[Instructions for the task] Give the number of lines below that hold the string "sources", and nothing more.

(Collected data entries)
======
PR #211, opened 2018-02-25
Implement, document, and test --cautious mode

ross:
Normal plan:

```
(env)otter:octodns ross$ PYTHONPATH=. ./octodns/cmds/sync.py --config-file=config/dev.yaml
2018-02-24T16:18:12  [140736612635584] INFO  Manager __init__: config_file=config/dev.yaml
2018-02-24T16:18:12  [140736612635584] INFO  Manager __init__:   max_workers=4
2018-02-24T16:18:12  [140736612635584] INFO  Manager __init__:   include_meta=True
2018-02-24T16:18:12  [140736612635584] INFO  Manager sync: eligible_zones=[], eligible_targets=[], dry_run=True, force=False, cautious=False
2018-02-24T16:18:12  [140736612635584] INFO  Manager sync:   zone=githubtest.net.
2018-02-24T16:18:12  [140736612635584] INFO  Manager sync:   sources=['config'] -> targets=['route53']
2018-02-24T16:18:12  [123145418510336] INFO  YamlProvider[config] populate:   found 17 records
2018-02-24T16:18:12  [123145418510336] INFO  Route53Provider[route53] plan: desired=githubtest.net.
2018-02-24T16:18:13  [123145418510336] INFO  Route53Provider[route53] populate:   found 18 records
2018-02-24T16:18:13  [123145418510336] INFO  Route53Provider[route53] plan:   Creates=1, Updates=1, Deletes=1, Existing Records=18
2018-02-24T16:18:13  [140736612635584] INFO  Manager
* githubtest.net.
* route53 (Route53Provider)
*   Update
*     <ARecord A 1, test.githubtest.net., ['1.1.1.1', '1.1.1.2', '1.1.1.4']> ->
*     <ARecord A 600, test.githubtest.net., ['1.1.1.1', '1.1.1.2', '1.1.1.3']> (config)
*   Delete <ARecord A 3600, cx.githubtest.net., ['1.2.3.4']>
*   Create <ARecord A 3600, cx2.githubtest.net., ['1.2.3.4']> (config)
*   Summary: Creates=1, Updates=1, Deletes=1, Existing Records=18
```

Cautious plan

```
(env)otter:octodns ross$ PYTHONPATH=. ./octodns/cmds/sync.py --config-file=config/dev.yaml --cautious
2018-02-24T16:18:29  [140736612635584] INFO  Manager __init__: config_file=config/dev.yaml
2018-02-24T16:18:29  [140736612635584] INFO  Manager __init__:   max_workers=4
2018-02-24T16:18:29  [140736612635584] INFO  Manager __init__:   include_meta=True
2018-02-24T16:18:29  [140736612635584] INFO  Manager sync: eligible_zones=[], eligible_targets=[], dry_run=True, force=False, cautious=True
2018-02-24T16:18:29  [140736612635584] INFO  Manager sync:   zone=githubtest.net.
2018-02-24T16:18:29  [140736612635584] INFO  Manager sync:   sources=['config'] -> targets=['route53']
2018-02-24T16:18:29  [123145376927744] INFO  YamlProvider[config] populate:   found 17 records
2018-02-24T16:18:29  [123145376927744] INFO  Route53Provider[route53] plan: desired=githubtest.net.
2018-02-24T16:18:30  [123145376927744] INFO  Route53Provider[route53] populate:   found 18 records
2018-02-24T16:18:30  [123145376927744] INFO  Route53Provider[route53] plan:   Creates=1, Updates=1, Deletes=1, Existing Records=18
2018-02-24T16:18:30  [140736612635584] INFO  Manager
* githubtest.net.
* route53 (Route53Provider)
*   Update
*     <ARecord A 1, test.githubtest.net., ['1.1.1.1', '1.1.1.2', '1.1.1.4']> ->
*     <ARecord A 60, test.githubtest.net., ['1.1.1.1', '1.1.1.2', '1.1.1.3']> (config)
*   Delete <ARecord A 3600, cx.githubtest.net., ['1.2.3.4']>
*   Create <ARecord A 60, cx2.githubtest.net., ['1.2.3.4']> (config)
*   Summary: Creates=1, Updates=1, Deletes=1, Existing Records=18
```

This automates something we've done a couple times now to "cautiously" roll out changes in a way where we have a quick path to revert. We've been doing this with two rounds of changes were we manually set the TTLs on the 😨 bits to 60s in the first round and then to the real value we want in the subsequent. This just builds that concept into octoDNS itself.

It seems useful, but feedback/thoughts solicated.

/cc @theojulienne @joewilliams @yzguy @vanbroup

### DIFF
--- a/octodns/provider/plan.py
+++ b/octodns/provider/plan.py
@@ -50,6 +50,11 @@ class Plan(object):
                        self.change_counts['Update'],
                        self.change_counts['Delete'], existing_n)
 
+    def make_cautious(self):
+        for change in self.changes:
+            if change.new:
+                change.new.ttl = 60
+
     def raise_if_unsafe(self):
         # TODO: what is safe really?
         if self.existing and \
--- a/README.md
+++ b/README.md
@@ -65,7 +65,7 @@ Now that we have something to tell OctoDNS about our providers & zones we need t
 ```yaml
 ---
 '':
-  ttl: 60
+  ttl: 300
   type: A
   values:
     - 1.2.3.4
@@ -85,10 +85,10 @@ $ octodns-sync --config-file=./config/production.yaml
 * example.com.
 ********************************************************************************
 * route53 (Route53Provider)
-*   Create <ARecord A 60, example.com., [u'1.2.3.4', '1.2.3.5']>
+*   Create <ARecord A 300, example.com., [u'1.2.3.4', '1.2.3.5']>
 *   Summary: Creates=1, Updates=0, Deletes=0, Existing Records=0
 * dyn (DynProvider)
-*   Create <ARecord A 60, example.com., [u'1.2.3.4', '1.2.3.5']>
+*   Create <ARecord A 300, example.com., [u'1.2.3.4', '1.2.3.5']>
 *   Summary: Creates=1, Updates=0, Deletes=0, Existing Records=0
 ********************************************************************************
 ...
@@ -108,6 +108,36 @@ $ octodns-sync --config-file=./config/production.yaml --doit
 ```
 
 The output here would be the same as before with a few more log lines at the end as it makes the actual changes. After which the config in Route53 and Dyn should match what's in the yaml file.
+
+#### Cautious Mode
+
+If changing sensitive records where the repercussions of problems may be substantial octoDNS sync offers a flag `--cautious` that can be added to the sync command to lower the TTL of any modified or added records down to 60s. Deletes are essentially cautious by default since they will become available immediately once you add them back.
+
+While this doesn't help address any problems with the changes themselves what it does is provide a reasonably quick path to a revert. If a change was being made to a record whose TTL is normally 3600, 1 hour, reverting changes to that record will take up to an hour. This is due to the need to wait for caches to expire the problematic value. Using `--cautious` the change would be made with a 60s TTL, so that the problematic value would be flushed quickly. The expected flow using cautious would look something like the following.
+
+
+```
+$ octodns-sync --config-file=./config/production.yaml
+# Review the changes as they would be made normally
+$ octodns-sync --config-file=./config/production.yaml --cautious
+# Review the cautious version of th changes, should be the same, just with 60s TTLs
+$ octodns-sync --config-file=./config/production.yaml --cautious --doit
+# Make the cautious version of the changes, verify they're working as expected,
+# allowing original records to expire and the new to take effect
+$ octodns-sync --config-file=./config/production.yaml --doit
+# Make the normal version of the changes active, should only modify TTLs
+```
+
+If there were problems after the `--cautious --doit` step you can quickly jump back and deploy out the previous version.
+
+```
+$ git checkout master
+# Go back to a known good state
+$ octodns-sync --config-file=./config/production.yaml
+# Make sure the revert is doing what you expect/need
+$ octodns-sync --config-file=./config/production.yaml --doit
+# Apply it, after 60s it should take effect
+```
 
 ### Workflow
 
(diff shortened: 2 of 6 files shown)


yzguy:
I believe this would be a helpful feature for sure. Some thoughts.

I think we can identity at least two workflows for changes

1. Lower TTL, wait time enough for ~all clients to be using new TTL, change value

Workflow 1 I think is common, but maybe is more of a candidate for the two round rollout rather than a "cautious" rollout. It gives you a shorter time to convergence across all clients and quick rollback. However at the same time, a larger percentage of traffic is taking the change in a shorter amount of time, so if it's a bad change then the impact is bigger.

2. Lower TTL, change value, wait time enough for ~all clients to be using new TTL + value.

Workflow 2 is the one that the "cautious" rollout targets, this would be a smaller percentage of traffic moving in a longer time period, however a quicker rollback for the clients that took the change, resulting in lower impact.


One thing that comes to mind that caused a big issue using Terraform that would be similar, is that when you do "cautious", and apply, you have changed the state on the provider, but you haven't changed the state locally.

Two cases I can think of that would become an issue:

1. You have pushed up the changes, someone else goes to make a change, they apply your "normal record", which removes the  "cautious record", effectively increasing the time it takes to rollback should you need to.

2. You don't push up the changes, someone else goes to make a change, and deletes/reverts your record because they don't have your changes, effectively causing an outage in the deletion case and an unknown recovery time as resolver behavior around NXDOMAIN records differs. In the revert case, the results vary, but there's some risk of impact.

I know in the case of Github, you're pushing up changes, there's a noop process on a branch, review, and then a deploy of the branch, then merge. In the case of the cautious, there is a period where the branch does not reflect the true state. If someone else made a branch, did a noop, I guess the "removing cautious" would hopefully be caught during review, before their deploy went out. However, if you're banking on having some time before your record was updated to "normal" to protect your rollback, you effectively have to halt all DNS deploys until you've either rolled back or went forward with bringing it to "normal". That period could be a while, especially if you're waiting for traffic to shift, and you could have a issue that only comes up when you're under load.

I think as far as the feature, it's definitely a great addition to OctoDNS, the above points I believe are process problems, not a tool problem. I'm gonna pull down in the morning and give it a test!

vanbroup:
Thanks @ross, this is a great feature!

I agree with @yzguy that it comes with a workflow challenge. I was thinking that an intermediate branch could push a "cautious" state and the master branch would set the normal state. But this would require another (manual) merge and you don't want the records in a "cautious" state for too long either.

octodns/provider/plan.py
```diff
@@ -50,6 +50,11 @@ def __init__(self, existing, desired, changes,
                        self.change_counts['Update'],
                        self.change_counts['Delete'], existing_n)
 
+    def make_cautious(self):
+        for change in self.changes:
+            if change.new:
+                change.new.ttl = 60
```
joewilliams: My only nit, could the TTL be a global or maybe configurable?

ross:
> Lower TTL, change value, wait time enough for ~all clients to be using new TTL + value.

This seems like  it describes the use-case this was intended for. Changes are rolled out with a short TTL so that if something goes wrong and you revert the reversion will take effect quickly, thus "cautious."

> Lower TTL, wait time enough for ~all clients to be using new TTL, change value

I think I'd call this one aggressive more than cautious. Lowering the TTL before making a change would cause all the clients to pick it up quickly so if there was a problem, everyone would see it before you'd have a chance to revert. You could at least still revert quickly assuming you left the lower TTL in place when the value change happened. 

> Two cases I can think of that would become an issue:

> You have pushed up the changes, someone else goes to make a change, they apply your "normal record", which removes the "cautious record", effectively increasing the time it takes to rollback should you need to.

> ...

Our deployment system ensures that only one branch deploy is active at a time. In general i think there are a lot of problems you could run into without "doit" locking of some sort. Terraform's serial numbers and saved plans style setup could help with that, but that was a direction we consciously didn't end up taking to avoid the need for state of some sort (and the extra complexity.)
======
[Exercise response] 2